* Assigned task *
Write out the line that contains "Here is an example" and every line after it through the end of the entries, exactly as given and with no other lines.

%%

PR #1216, opened 2021-09-27
Add example command for extension

vladsf:
Here is an example command I trying to add to a release of Eventum, but I get 
the error:

```
[eventumtest Command]$ /eventum/bin/console.php eventum:example:hello
  There are no commands defined in the "eventum:example" namespace.
..
```
Not sure I understand how to add custom console commands.


glensc:
In other words, you need to clear the cache for the dependency injection:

%%

* Problem solution *
Here is an example command I trying to add to a release of Eventum, but I get 
the error:

```
[eventumtest Command]$ /eventum/bin/console.php eventum:example:hello
  There are no commands defined in the "eventum:example" namespace.
..
```
Not sure I understand how to add custom console commands.


glensc:
In other words, you need to clear the cache for the dependency injection:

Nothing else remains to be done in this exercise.